> [EXERCISE]
Your answer must consist of exactly the lines below, starting with the line with "# inside another" and going on through the line with "peek(self, session_id: str)", and nothing else.

Dataset entries:
╭──

PR #3261, opened 2026-08-26
feat(proxy): self-limiting session state for the compression-cache registry

chopratejas:
## Problem

The per-session `CompressionCache` registry (the map that replays previously-compressed messages byte-identically so the provider prefix cache stays warm) had no lifetime management:

- Idle/dead sessions lived forever until the hardcoded 500-session cap was hit.
- At capacity, eviction dropped the oldest-**created** quarter — which could wipe the busiest long-lived session (busting every one of its prefixes at once) while dead sessions survived.
- Neither the cap nor any TTL was tunable, which blocks gateway deployments (e.g. Kong sidecar/pool) fanning many concurrent sessions into one process.

## Changes

- **Idle-TTL sweep**: sessions idle longer than `HEADROOM_COMPRESSION_CACHE_TTL_SECONDS` (default 3900s) are evicted by a lazy sweep, at most once per 60s, piggybacked on `_get_compression_cache` — same pattern as `PrefixCacheTrackerRegistry._maybe_cleanup`, no background task. `last_seen` refreshes on **every** access, so an active session never expires.
- **LRU capacity eviction**: the registry is now an access-ordered `OrderedDict`; capacity pressure sheds the *idlest* quarter, never a busy session.
- **Tunable cap**: `HEADROOM_COMPRESSION_CACHE_MAX_SESSIONS` (default 500, floor 1).

## Why 3900s

Eviction is bust-free only once the provider's own prompt cache has lapsed. Providers don't expose their cache TTLs, and the risk is one-sided (late eviction costs a few MB; early eviction *causes* the bust this state exists to prevent), so the default is the upper bound of documented lifetimes across providers — Anthropic's 1h extended breakpoint, OpenAI's "up to an hour off-peak", Gemini's 60-min default — plus 5m grace. A parse-time floor of 600s keeps the TTL from ever dropping below the prefix tracker's session TTL: after the tracker expires, the byte-identical swap is the only remaining protection for a still-live provider prefix.

Read-hit signals are untouched: they govern the freeze boundary, never eviction — `read_hits == 0` usually means cold start or TTL lapse, where the map was just (re)written into the provider cache and deleting it would guarantee a second bust.

## Behavior impact

- Steady state (any session active within the TTL): zero change — same instances, same bytes, same freeze behavior.
- A session returning after >65 min idle now finds its map evicted — but every provider had already forgotten its prefix by then, so that turn was paying the cache-write price regardless (fail-open, no failed requests).
- Capacity eviction now protects busy sessions instead of punishing them.

## Testing

- New `tests/test_compression_cache_registry.py`: LRU-not-FIFO capacity eviction, small-cap edge case, TTL sweep eviction, access-refreshes-clock, sweep rate limiting.
- 386 tests pass across compression-cache, cache-stability (Anthropic + OpenAI), prefix-overlay, cold-start, cache-mode, and Bedrock-tracker suites; ruff check/format clean.

### DIFF
--- a/headroom/proxy/handlers/anthropic.py
+++ b/headroom/proxy/handlers/anthropic.py
@@ -2074,7 +2074,16 @@ class AnthropicHandlerMixin:
             # On a confirmed-cold turn we deliberately do NOT replay the previously
             # forwarded prefix: the cache is dead (nothing to keep byte-identical for)
             # and the replay would clobber the whole-prefix recompaction we just did.
-            if _decision.should_compress and not _skip_compression_for_backpressure:
+            #
+            # Backpressure skips the compression PIPELINE but must NOT skip this
+            # replay: on the saturated path `optimized_messages` is the raw
+            # originals, which mismatch the compressed prefix the provider cached
+            # — so every gated request busted its session's prompt cache exactly
+            # when traffic (and the re-write cost) peaked. The overlay itself is
+            # O(prefix) comparisons plus one token recount only when it actually
+            # replays, which is far cheaper than the whole-prefix cache re-write
+            # it prevents, so it stays on even under backpressure.
+            if _decision.should_compress:
                 if _cold_recompact_active:
                     _overlay_replayed = False
                 else:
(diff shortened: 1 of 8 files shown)


chopratejas:
Second commit adds org-scale hardening: (1) the cache-safety replay (`overlay_cached_prefix`) now stays ON under pre-upstream backpressure — previously the saturated path forwarded raw originals and busted every gated session's prompt cache at peak load (regression test proves both directions); (2) `HEADROOM_FROZEN_VERDICTS_MAX` env knob for the process-wide verdict store; (3) `HEADROOM_COMPRESSION_CACHE_MAX_ENTRIES` per-session entry cap knob. Plus tests/test_org_scale_limits.py including an active-sessions-survive-transient-flood churn test. 570+ tests green across backpressure, overlay, cache-stability, content-router, and registry suites.

PR #3262, opened 2026-08-26
feat(compress): session-aware /v1/compress (sidecar mode) + /v1/usage relay

chopratejas:
> **Stacked on #3261** (session-state lifecycle). Merge that first; this PR's diff is the last commit.

## Why

Gateways that own routing (e.g. Kong as the upstream caller) can't use Headroom's proxy path, and the stateless `/v1/compress` pushes all byte-replay bookkeeping onto the caller. This PR moves that state into the endpoint: **the caller sends the raw conversation + a session id every turn, forwards the returned bytes verbatim, and gets a byte-identical prefix — provider prompt cache preserved, no forwarding through Headroom.**

## Design

- **Session pre-work** mirrors the proxy's Zone 1: content-addressed swap of previously-computed compressed bytes, then freeze the **entire locally-replayable prefix** (`compute_frozen_count`).
- **Freeze posture deliberately differs from the proxy's `min(tracker, cache)`**: in sidecar mode, whatever this endpoint previously returned *is* the provider's cache contract — recompressing an already-returned message (even into a smaller form) is a bust. Over-freezing only forgoes tail compression; it can never bust. (A test caught exactly this: recompression drift produced a smaller form, and `overlay_cached_prefix`'s non-inflation guard then couldn't repair it.)
- **`PrefixCacheTracker.record_returned()`** — the sidecar equivalent of "last forwarded", captured at return time because whatever is returned is what the caller forwards.
- **`POST /v1/usage`** (same loopback exposure policy): the caller relays the provider's usage block; `update_from_response` makes freeze decisions provider-confirmed. Optional — skipping it degrades freeze precision, never correctness.
- Sessions are namespaced `compress:<id>`; the registry's TTL/LRU lifecycle from #3261 applies automatically. No session id ⇒ stateless contract byte-for-byte unchanged.

## Caller contract (Kong)

1. Send raw history + `config.session_id` (or `x-headroom-session-id`) every turn.
2. Forward the returned `messages` to the provider **verbatim**.
3. Optionally relay the provider's usage block to `/v1/usage`.

## Testing

11 cases in `tests/test_compress_session_mode.py`: stateless regression + no state leakage, invalid-id rejection, 2-turn and 3-turn byte-stability, header-based ids, cross-session isolation, usage-feedback freeze advancement, unknown-session 404, usage validation, TTL-eviction fail-open, explicit `frozen_message_count` precedence. Plus 435+ existing tests green across compress-API, CCR store bridge, tokenizer routing, cache-stability, tracker, overlay, backpressure, and registry suites.

## Phase 2 (follow-up, deliberately not here)

Migrate the proxy request path onto this same session engine so both modes share one compression/state codepath. This PR establishes the target abstraction; rewriting the battle-tested inline handler logic belongs in its own PR.

### DIFF
--- a/headroom/cache/compression_cache.py
+++ b/headroom/cache/compression_cache.py
@@ -123,6 +123,12 @@ class CompressionCache:
         # `RLock` (not `Lock`) so future code can call locked methods from
         # inside another locked method without self-deadlock.
         self._lock = threading.RLock()
+        # Serializes one sidecar-mode compress turn per session (pre-work,
+        # pipeline, post-work run as one block on an executor thread). The
+        # sidecar contract is sequential turns per conversation; this lock
+        # keeps a contract-violating concurrent pair from interleaving and
+        # tearing the tracker's prev-original/prev-returned snapshots.
+        self.session_turn_lock = threading.Lock()
         self._cache: OrderedDict[str, _CacheEntry] = OrderedDict()
         # `_stable_hashes` is CONTENT-KEYED, not positional. It records "we
         # have seen this content before and it is known not to compress
--- a/headroom/cache/prefix_tracker.py
+++ b/headroom/cache/prefix_tracker.py
@@ -1269,6 +1269,16 @@ class SessionTrackerStore:
         self._lineage_affinities: dict[str, str | None] = {}
         self._lineage_counter = itertools.count(1)
 
+    def peek(self, session_id: str) -> PrefixCacheTracker | None:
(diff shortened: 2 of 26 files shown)


chopratejas:
Superseded by #3270 — identical changeset squashed to one conventional commit. After #3261's squash-merge broke this branch's ancestry, its commit history could not pass the commitlint gate against main (a pre-squash 120-char header plus restack merge commits), and rewriting this branch's history wasn't possible in this session. #3270 carries the full diff and the review hardening.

╰──

> [SOLUTION FOR THIS EXERCISE]
         # inside another locked method without self-deadlock.
         self._lock = threading.RLock()
+        # Serializes one sidecar-mode compress turn per session (pre-work,
+        # pipeline, post-work run as one block on an executor thread). The
+        # sidecar contract is sequential turns per conversation; this lock
+        # keeps a contract-violating concurrent pair from interleaving and
+        # tearing the tracker's prev-original/prev-returned snapshots.
+        self.session_turn_lock = threading.Lock()
         self._cache: OrderedDict[str, _CacheEntry] = OrderedDict()
         # `_stable_hashes` is CONTENT-KEYED, not positional. It records "we
         # have seen this content before and it is known not to compress
--- a/headroom/cache/prefix_tracker.py
+++ b/headroom/cache/prefix_tracker.py
@@ -1269,6 +1269,16 @@ class SessionTrackerStore:
         self._lineage_affinities: dict[str, str | None] = {}
         self._lineage_counter = itertools.count(1)
 
+    def peek(self, session_id: str) -> PrefixCacheTracker | None:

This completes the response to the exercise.